Start of EXERCISE INPUT
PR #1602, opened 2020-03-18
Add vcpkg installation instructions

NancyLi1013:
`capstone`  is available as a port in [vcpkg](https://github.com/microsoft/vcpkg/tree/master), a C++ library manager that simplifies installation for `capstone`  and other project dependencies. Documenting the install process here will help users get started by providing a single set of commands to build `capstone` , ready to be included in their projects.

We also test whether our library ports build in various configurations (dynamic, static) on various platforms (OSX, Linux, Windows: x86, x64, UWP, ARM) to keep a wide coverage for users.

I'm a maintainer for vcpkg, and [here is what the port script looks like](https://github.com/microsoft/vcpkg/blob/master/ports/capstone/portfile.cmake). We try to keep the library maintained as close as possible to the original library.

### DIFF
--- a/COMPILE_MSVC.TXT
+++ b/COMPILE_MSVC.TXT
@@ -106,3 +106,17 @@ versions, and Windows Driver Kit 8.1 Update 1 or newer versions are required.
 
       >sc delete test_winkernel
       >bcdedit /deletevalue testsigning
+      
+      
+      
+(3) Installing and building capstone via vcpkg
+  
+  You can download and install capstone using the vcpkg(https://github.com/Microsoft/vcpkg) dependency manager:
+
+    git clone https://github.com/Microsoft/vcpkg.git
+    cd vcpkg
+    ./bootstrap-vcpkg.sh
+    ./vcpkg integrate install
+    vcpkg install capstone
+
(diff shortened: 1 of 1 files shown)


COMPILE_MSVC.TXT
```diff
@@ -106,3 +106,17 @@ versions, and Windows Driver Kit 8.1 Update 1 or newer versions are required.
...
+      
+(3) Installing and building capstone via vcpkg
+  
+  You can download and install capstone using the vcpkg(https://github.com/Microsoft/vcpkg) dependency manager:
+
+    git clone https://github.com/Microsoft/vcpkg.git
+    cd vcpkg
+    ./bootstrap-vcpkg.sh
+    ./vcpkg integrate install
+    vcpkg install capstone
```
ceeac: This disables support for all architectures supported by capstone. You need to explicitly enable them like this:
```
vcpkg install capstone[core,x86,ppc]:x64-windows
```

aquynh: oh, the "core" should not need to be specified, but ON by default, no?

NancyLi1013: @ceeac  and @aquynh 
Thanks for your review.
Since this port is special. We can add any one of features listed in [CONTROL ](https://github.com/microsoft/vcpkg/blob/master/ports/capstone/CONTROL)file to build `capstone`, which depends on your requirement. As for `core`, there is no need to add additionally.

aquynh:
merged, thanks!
End of EXERCISE INPUT
## PROBLEM
Check each line above for the string "installation" and copy the ones that have it.

## SOLUTION BELOW
Add vcpkg installation instructions
`capstone`  is available as a port in [vcpkg](https://github.com/microsoft/vcpkg/tree/master), a C++ library manager that simplifies installation for `capstone`  and other project dependencies. Documenting the install process here will help users get started by providing a single set of commands to build `capstone` , ready to be included in their projects.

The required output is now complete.